Google Cloud Professional Data Engineer — Question 214
You migrated your on-premises Apache Hadoop Distributed File System (HDFS) data lake to Cloud Storage. The data scientist team needs to process the data by using Apache Spark and SQL. Security policies need to be enforced at the column level. You need a cost-effective solution that can scale into a data mesh. What should you do?
Answer options
- A. 1. Deploy a long-living Dataproc cluster with Apache Hive and Ranger enabled. 2. Configure Ranger for column level security. 3. Process with Dataproc Spark or Hive SQL.
- B. 1. Define a BigLake table. 2. Create a taxonomy of policy tags in Data Catalog. 3. Add policy tags to columns. 4. Process with the Spark-BigQuery connector or BigQuery SQL.
- C. 1. Load the data to BigQuery tables. 2. Create a taxonomy of policy tags in Data Catalog. 3. Add policy tags to columns. 4. Process with the Spark-BigQuery connector or BigQuery SQL.

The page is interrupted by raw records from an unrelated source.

PR #30, opened 2020-08-06
Add toggle switch with understandable names

kyracq:
Not currently deployed

Screenshot 2020-08-06 at 4 55 25 PM
Screenshot 2020-08-06 at 4 55 35 PM

### DIFF
--- a/src/main/webapp/index.html
+++ b/src/main/webapp/index.html
@@ -76,14 +76,13 @@
     </div>
     <div id="result">
       <div id="map-options">
-        <div class="map-option">Flat view</div>
         <div class="map-option">
           <label class="switch" id="map-toggle-switch">
             <input type="checkbox" id="map-toggle" onchange="toggleMap()">
             <span class="slider round"></span>
           </label>
         </div>
-        <div class="map-option">Map overlay</div>
+        <div class="map-option" id="map-toggle-msg">Enable map overlay</div>
       </div>
       <div id="map-title"></div>
       <div id="more-info"></div>
--- a/src/main/webapp/index.html
+++ b/src/main/webapp/index.html
@@ -26,56 +26,48 @@
       <form id="query-form" onsubmit="passQuery(); return false;">
         <p>
           How many
-          <input type="list" list="person-type" name="person-type" id="person-type-list"
-              autocomplete="off" required onkeyup="validateInput('person-type')"
-              onfocus="storeValueAndEmpty('person-type')"
-              onfocusout="replaceValueIfEmpty('person-type')"
-              value="people" pattern="children|adults|people|men|women">
-            <datalist id="person-type">
-              <option data-value="under-18" value="children"></option>
-              <option data-value="over-18" value="adults"></option>
-              <option data-value="all-ages" value="people"></option>
-              <option data-value="male" value="men"></option>
-              <option data-value="female" value="women"></option>
-            </datalist>
+          <input type="list" list="person-type" name="person-type" id="person-type-list" autocomplete="off" required
+            onkeyup="validateInput('person-type')" onfocus="storeValueAndEmpty('person-type')"
+            onfocusout="replaceValueIfEmpty('person-type')" value="people" pattern="children|adults|people|men|women">
+          <datalist id="person-type">
+            <option data-value="under-18" value="children"></option>
+            <option data-value="over-18" value="adults"></option>
+            <option data-value="all-ages" value="people"></option>
+            <option data-value="male" value="men"></option>
+            <option data-value="female" value="women"></option>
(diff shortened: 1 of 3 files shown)


src/main/webapp/style.css
```diff
@@ -98,6 +98,78 @@ input[type=submit]:hover {
   text-align: center;
 }
 
+/* The switch - the box around the slider */
+.switch {
+  position: relative;
+  display: inline-block;
```
shulijones, line 104: When I ask an all-states query, the first thing that happens is that the title appears, the toggle button appears, and the loading text appears. The second thing that happens is that the map replaces the loading text and the toggle button disappears. If the loading takes a few seconds, then it's really noticeable that the toggle button appears only to disappear again.
To avoid this, maybe we should have the toggle be default hidden, and it only gets made visible if it's a specific-state query, rather than vice versa.

src/main/webapp/index.html
```diff
@@ -26,69 +26,67 @@ <h1>Census Viz</h1>
...
+          </datalist>
           </input>
           ?
         </p>
         <input type="submit" value="go">
       </form>
     </div>
     <div id="result">
+      <div id="map-options">
+        <div class="map-option">Flat map</div>
```
shulijones, line 79: The name "Flat map" makes a lot of sense to me. But then "map overlay" doesn't make as much sense, because I don't know what's being overlaid (the word "map" is already being used to mean the other thing).
What about "Flat view" vs "Map overlay" or "Map view"? That way we save the word map for just the geoJson.
Or, what about "Flat map" vs "Terrain"? Terrain isn't exactly right to describe what the geoJson shows, but it's pretty close.

src/main/webapp/index.html
```diff
@@ -26,69 +26,67 @@ <h1>Census Viz</h1>
...
+        <div class="map-option">
+          <label class="switch" id="map-toggle-switch">
+            <input type="checkbox" id="map-toggle" onchange="toggleMap()">
+            <span class="slider round"></span>
+          </label>
+        </div>
+        <div class="map-option">Map overlay</div>
+      </div>
       <div id="map-title"></div>
```
shulijones, line 88: Could we add a line break here potentially, or alternatively put some padding around the toggle using CSS? The toggle, the title, and the map are really crowded together, and I think it should be more clear that the title goes with the map. (That will also let people screenshot those two parts alone more easily if they want to, without getting the toggle in the way -- I'm always annoyed when a site makes it hard for me to do that.)

shulijones: Oh, this will be even more important when colors and map toggle are merged. I'm doing that now for my PR and it's getting kind of messy up there lol.

kyracq: Good point, added some space between toggle switch and map title

src/main/webapp/index.html
kyracq: Changed to "Flat view" and "Map overlay"

src/main/webapp/style.css
kyracq: Made toggle hidden by default!

src/main/webapp/style.css
```diff
@@ -93,9 +93,78 @@ input[type=submit]:hover {
...
+.slider {
+  position: absolute;
+  border-radius: 34px;
+  cursor: pointer;
+  top: 0;
+  left: 0;
+  right: 0;
+  bottom: 0;
+  background-color: #ccc;
+  -webkit-transition: .4s;
```
otobin, line 121: This is so nitpicky so feel free to disregard but right now the div's visibility changes instantaneously even though toggling the map takes .4 seconds. It would be cool to create some fade in animations that correspond to the toggle for each div, but this is obviously pretty low priority

src/main/webapp/index.html
otobin: Late but I like these names

src/main/webapp/style.css
kyracq: Yeah a fade in would look nice, will look into doing this

src/main/webapp/index.html
```diff
@@ -26,69 +26,67 @@ <h1>Census Viz</h1>
...
+          </datalist>
           </input>
           ?
         </p>
         <input type="submit" value="go">
       </form>
     </div>
     <div id="result">
+      <div id="map-options">
+        <div class="map-option">Flat view</div>
```
nsri-google, line 79: How about making this an "Enable Map Overlay" checkbox which means you do not have to call the "Flat View" anything. This checkbox will enable (or disable) the map overlay

kyracq: Thanks for this suggestion, switched to this

PR #31, opened 2020-08-06
Improve text

shulijones:
Improve text quality across the site, including in the map title, when mousing over geographical areas, and in the data table header.

All text should now make grammatical sense and change dynamically based on the query asked. There is still some hardcoding, but less than previously, and it's reused where possible (i.e. rather than three different spots hardcoding separately, doing it in one spot and then referring back to that variable).


src/main/webapp/data-visualization.js
```diff
@@ -33,11 +33,11 @@ async function displayVisualization(censusDataArray, description,
...
   globalDescription = description;
-  drawTable(amChartsData, isCountyQuery);
+  drawTable(amChartsData, globalDescription, isCountyQuery);
   if (isCountyQuery) {
       const mapsData = getMapsData(censusDataArray);
       displayAmChartsMap(amChartsData, globalDescription, globalGeoData, '#3c5bdc');
-      displayCountyGeoJson(mapsData, location);
+      displayCountyGeoJson(mapsData, globalDescription, location);
   } else {
       displayAmChartsMap(amChartsData, description, globalGeoData, '#3c5bdc');
```
kyracq, line 42: 'description' could be 'globalDescription' on this line for consistency throughout the function

src/main/java/QueryServlet.java
```diff
@@ -105,12 +105,16 @@ public void doGet(HttpServletRequest request, HttpServletResponse response) thro
...
-    String censusTableLink = 
+    String censusTableLink =
         "https://data.census.gov/cedsci/table?tid=ACS"
-            + tableNameToAbbrev.get(fetchUrlString.substring(
-              fetchUrlString.indexOf("acs1/") + 5, fetchUrlString.indexOf("?")))
-            + "1Y" + year + "."
-            + fetchUrlString.substring(fetchUrlString.indexOf(",") + 1, fetchUrlString.indexOf("_"));
+            + tableNameToAbbrev.get(
+                fetchUrlString.substring(
+                    fetchUrlString.indexOf("acs1/") + 5, fetchUrlString.indexOf("?")))
```
otobin, line 112: Isn't fetchUrlString.indexOf("acs1/") + 5 just the data table variable? Or no?

src/main/java/QueryServlet.java
```diff
@@ -105,12 +105,16 @@ public void doGet(HttpServletRequest request, HttpServletResponse response) thro
...
 
     String fetchUrlString = fetchUrl.toString();
-    String censusTableLink = 
+    String censusTableLink =
         "https://data.census.gov/cedsci/table?tid=ACS"
-            + tableNameToAbbrev.get(fetchUrlString.substring(
-              fetchUrlString.indexOf("acs1/") + 5, fetchUrlString.indexOf("?")))
-            + "1Y" + year + "."
-            + fetchUrlString.substring(fetchUrlString.indexOf(",") + 1, fetchUrlString.indexOf("_"));
+            + tableNameToAbbrev.get(
```
otobin, line 110: Might be also useful to break these lines up into multiple functions like getCensusTableLink and getFetchUrlString

src/main/java/QueryServlet.java
shulijones: Oh, I think this is actually code that Kyra wrote for the data table. @kyracq ?

src/main/java/QueryServlet.java
shulijones: @kyracq

src/main/webapp/query-control.js
```diff
@@ -45,23 +45,22 @@ function passQuery() {
...
-  const description = {action: action, age: personType};
+  const actionToPerson = new Map();
+  actionToPerson.set(
+        'live', 'Population',
+      ).set(
+        'work', 'Workers',
+      ).set(
+        'moved', 'New inhabitants',
+      );
+  const description = `${actionToPerson.get(action)} (${personType.replace('-', ' ')})`;
```
kyracq, line 56: For some reason I don't love the current look with the parentheses, I think I'd prefer it to be like "personType action" ie. Male Workers, New Male Inhabitants, but this would probably not translate well for some queries. Open to thoughts

shulijones: Yeah, I thought about this a lot. Male workers etc. would be way better, but then it doesn't work for age... Do you think it's worth hardcoding in two different description types based on the personType?

src/main/webapp/data-visualization.js
shulijones: Thanks! Fixed

src/main/java/QueryServlet.java
kyracq: Yes, thanks for catching this will change this to indexOf(dataTablePrefix)

src/main/java/QueryServlet.java
kyracq: Good point, will do this!

src/main/webapp/query-control.js
kyracq: Yeah I guess the way it is now works better since it's more dynamic. Switching it would overly complicate things, and the descriptions are currently clear to a user

PR #32, opened 2020-08-07
Fix Puerto Rico and negative values bug, minor changes in QueryServelet

kyracq:


src/main/webapp/query-control.js
```diff
@@ -86,6 +87,20 @@ function passQuery() {
     });
 }
 
+// Remove incorrect data returned by the census API
+// such as Puerto Rico data and negative numbers
+function removeErroneousData(dataArray) {
+  dataArray.forEach((elem, index) => {
+    // Using splice, directly modifies array
+    elem.forEach((item) => {
+      if (item === null || item < 0 || item > 400000000) {
```
shulijones, line 96: Maybe add comment on why you're splicing out items > 400,000,000? Not sure if necessary but might be useful documentation (slash we can pretend our code will be useful in 30 years when the population is much higher)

- D. 1. Apply an Identity and Access Management (IAM) policy at the file level in Cloud Storage. 2. Define a BigQuery external table for SQL processing. 3. Use Dataproc Spark to process the Cloud Storage files.
Correct answer: B
Explanation
The correct answer is B because it utilizes BigLake, which allows for unified access to data across storage systems while supporting column-level security through policy tags in Data Catalog. Options A and D do not provide the flexibility and scalability needed for a data mesh, and option C, while similar, involves loading data into BigQuery, which may not be the most cost-effective or scalable approach.